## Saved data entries
PR #1361, opened 2019-10-03
feat(addressSearchUsingIds): Set default street slop to 1

orangejulius:
This is a replacement PR for https://github.com/pelias/api/pull/1322. Due to a merge mixup (always use pull requests folks!) That PR was closed showing as merged.


orangejulius:
As expected, this does slightly increase the query time for search queries, since there are on average, slightly more documents matched. However the effect is very minor, around 5ms:
image

PR #1366, opened 2019-10-07
rewrite dedupe logic for simplicity & readability

missinglink:
I took a stab at a pure refactor of the `middleware/dedupe.js` file without changing any other files or tests.

The motivation here is to remove complexity by making the workflow explicit and easier to follow.

Note that the logging logic changed slightly, I'm not sure what is preferred here, I changed it to only print log lines when the deduplication logic resulted in a modification to results (previously it was pretty chatty).


missinglink:
Staged this today and there were no changes in the stats (which is to be expected with a pure refactor)

```
Aggregate test results
Pass: 607
Improvements: 5
Fail: 116
Placeholders: 0
Regressions: 0
Took 114276ms
Test success rate 100%
```

PR #1372, opened 2019-10-09
finer control over which layers deduplicate with each other

missinglink:
I think our deduplication logic isn't quite right when it comes to inter-layer deduping.

we currently have it set up to deduplicate between `locality` and `country`, this is nice for `Singapore` and `Luxemburg` but they're really the edge cases, it's undesirable for `Mexico City` and can cause issues for any other country in which there is a locality with the same name as the country (or one of its aliases).

a similar rule was put in place for `region` and `locality` with the intention of deduplicating `New York State`, `New York County` and `New York City`, although I don't believe this is totally correct.
I think in this situation *both* the State and the City should be shown but the County should be deduped by the City.

this PR adds some improved logic around which layers can be deduplicated with others.


NickStallman:
I wonder if deduping based on population or area might be viable?

Especially for autocomplete, you wouldn't want to dedupe areas with the same name but vastly different populations/areas as both options are likely valid.
But if the population/area is the same or similar then there is a high liklihood of duplication.
It would also handle things like Mexico City vs Mexico, and Singapore vs Singapore correctly.

orangejulius:
> I wonder if deduping based on population or area might be viable?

## Task directions
All records shown above are to be given again verbatim.

## Response below
PR #1361, opened 2019-10-03
feat(addressSearchUsingIds): Set default street slop to 1

orangejulius:
This is a replacement PR for https://github.com/pelias/api/pull/1322. Due to a merge mixup (always use pull requests folks!) That PR was closed showing as merged.


orangejulius:
As expected, this does slightly increase the query time for search queries, since there are on average, slightly more documents matched. However the effect is very minor, around 5ms:
image

PR #1366, opened 2019-10-07
rewrite dedupe logic for simplicity & readability

missinglink:
I took a stab at a pure refactor of the `middleware/dedupe.js` file without changing any other files or tests.

The motivation here is to remove complexity by making the workflow explicit and easier to follow.

Note that the logging logic changed slightly, I'm not sure what is preferred here, I changed it to only print log lines when the deduplication logic resulted in a modification to results (previously it was pretty chatty).


missinglink:
Staged this today and there were no changes in the stats (which is to be expected with a pure refactor)

```
Aggregate test results
Pass: 607
Improvements: 5
Fail: 116
Placeholders: 0
Regressions: 0
Took 114276ms
Test success rate 100%
```

PR #1372, opened 2019-10-09
finer control over which layers deduplicate with each other

missinglink:
I think our deduplication logic isn't quite right when it comes to inter-layer deduping.

we currently have it set up to deduplicate between `locality` and `country`, this is nice for `Singapore` and `Luxemburg` but they're really the edge cases, it's undesirable for `Mexico City` and can cause issues for any other country in which there is a locality with the same name as the country (or one of its aliases).

a similar rule was put in place for `region` and `locality` with the intention of deduplicating `New York State`, `New York County` and `New York City`, although I don't believe this is totally correct.
I think in this situation *both* the State and the City should be shown but the County should be deduped by the City.

this PR adds some improved logic around which layers can be deduplicated with others.


NickStallman:
I wonder if deduping based on population or area might be viable?

Especially for autocomplete, you wouldn't want to dedupe areas with the same name but vastly different populations/areas as both options are likely valid.
But if the population/area is the same or similar then there is a high liklihood of duplication.
It would also handle things like Mexico City vs Mexico, and Singapore vs Singapore correctly.

orangejulius:
> I wonder if deduping based on population or area might be viable?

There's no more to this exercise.